Hussam Mohammed Salama, 30 ans. Mahmoud Ali al-Koumi, 29 ans. Deux cameramen qui se rendaient vers l’hôpital de Gaza pour filmer l’arrivée de blessés après un bombardement israélien. Etait-ce cela leur crime ?
Mohammed Mousa Abu Eisha, 24 ans, visé une heure plus tard, mort lui aussi.
Ah ça, ils n’ont pas dû souffrir. En regardant la photo de la carcasse calcinée de la Jeep, je repense aux explications données par l’armée israélienne :
« Ce n’était pas des journalistes légitimes. »
Personne ne s’arrête sur cette déclaration ? Ces deux jeunes hommes travaillaient pour une télévision proche du Hamas, certes. Mais si le monde s’offusque par exemple de l’assassinat de Samir Kassir au Liban, qui était lui aussi un journaliste militant, pourquoi n’assiste-t-on pas aux mêmes cris de protestation à propos de ce qui s’est passé ici ? Quelle est la ligne rouge ? Quelle est la prochaine étape ? Ecrire et parler à haute voix peut-il causer ma mort si j’ai le malheur de déplaire à l’Etat d’Israël ?
La majorité des télévisions étrangères présentes pendant ce conflit ont eu besoin de services techniques et humains sur place. Les sociétés de production à Gaza sont composées d’équipes palestiniennes. Je peux témoigner de leur professionnalisme dans les heures les plus sombres.
Ces producteurs, journalistes reconvertis en « fixeurs » (intermédiaires) pour l’occasion, cameramen, preneurs de son, monteurs, ne méritent-ils pas le même respect que nous autres, journalistes occidentaux ? S’ils travaillent à Gaza, c’est parce qu’ils y vivent, de gré ou de force. Les morts qu’ils filment, ce sont les leurs. Cela leur retire-t-il le droit de faire leur métier ?
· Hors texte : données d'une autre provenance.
PR #1571, opened 2024-04-08
composition: implement composition of field argument defaults

tomhoule:
The rule is that they have to match exactly between subgraphs, otherwise it's an error.

closes GB-6159

### DIFF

Mon travail n’a pas plu à tout le monde
Mon travail n’a pas plu à tout le monde. Mes détracteurs me demandent de donner de « vraies informations » sur Gaza. Mais qu’est-ce que ça veut dire de « vraies informations » ? Je n’ai pas menti, je n’ai pas inventé. Si la description de la vie à Gaza est si accablante pour Israël, qu’y puis-je ? Devrais-je modifier la réalité pour leur faire plaisir ? Pour qu’une partie du monde occidental entende ce qu’elle a envie d’entendre ?
Dire que les conditions de vie à Gaza sont insoutenables et inhumaines ne relève pas du jugement, ni de la prise de partie. C’est un constat. Je n’ai pas rencontré chacun des habitants de Gaza. Mais de tous ceux à qui j’ai parlé, pas un n’a pu me raconter sa vie sans qu’un drame lié au gouvernement israélien n’intervienne. Pas un seul.
Si un journaliste quelconque, venu à Gaza, peut prétendre le contraire, je suis toute disposée à entendre un discours différent du mien. Qu’on vienne me prouver que Gaza, ce n’est pas des familles déchirées par un blocus, des milliers de femmes et d’enfants morts sous les bombes, des paysans dépossédés de leurs terres, des hôpitaux sans moyens, des réfugiés sur trois ou quatre générations.
Je suis payée pour être vos yeux, vos oreilles
Couvrir Gaza, c’est devoir se battre pour faire son métier. Toute information qui sort d’ici est immédiatement remise en cause. Parce qu’elle vient de Gaza. Que Gaza est une honte pour l’humanité mais que les responsables de cette situation sont puissants et que la vérité rendue publique les gêne.
Les gouvernements occidentaux invoquent les droits de l’Homme quand ça les arrange.
A une prétendue objectivité aseptisée et hypocrite, je préfère une honnêteté nue, sans fard et humaine. Je suis payée pour être vos yeux et vos oreilles là où vous ne pouvez être. Est-ce ma faute si la réalité que je rapporte va à l’encontre de certains agendas politiques ?
J’ai été élevée dans une société où la liberté de la presse est sacrée et je n’ai pas choisi de faire ce métier pour abdiquer aujourd’hui devant des intimidations, quelles qu’elles soient.
Si pour rester une journaliste « légitime », il faut falsifier la réalité, alors j’entamerai fièrement une carrière de journaliste illégitime. Je ne me tairai pas.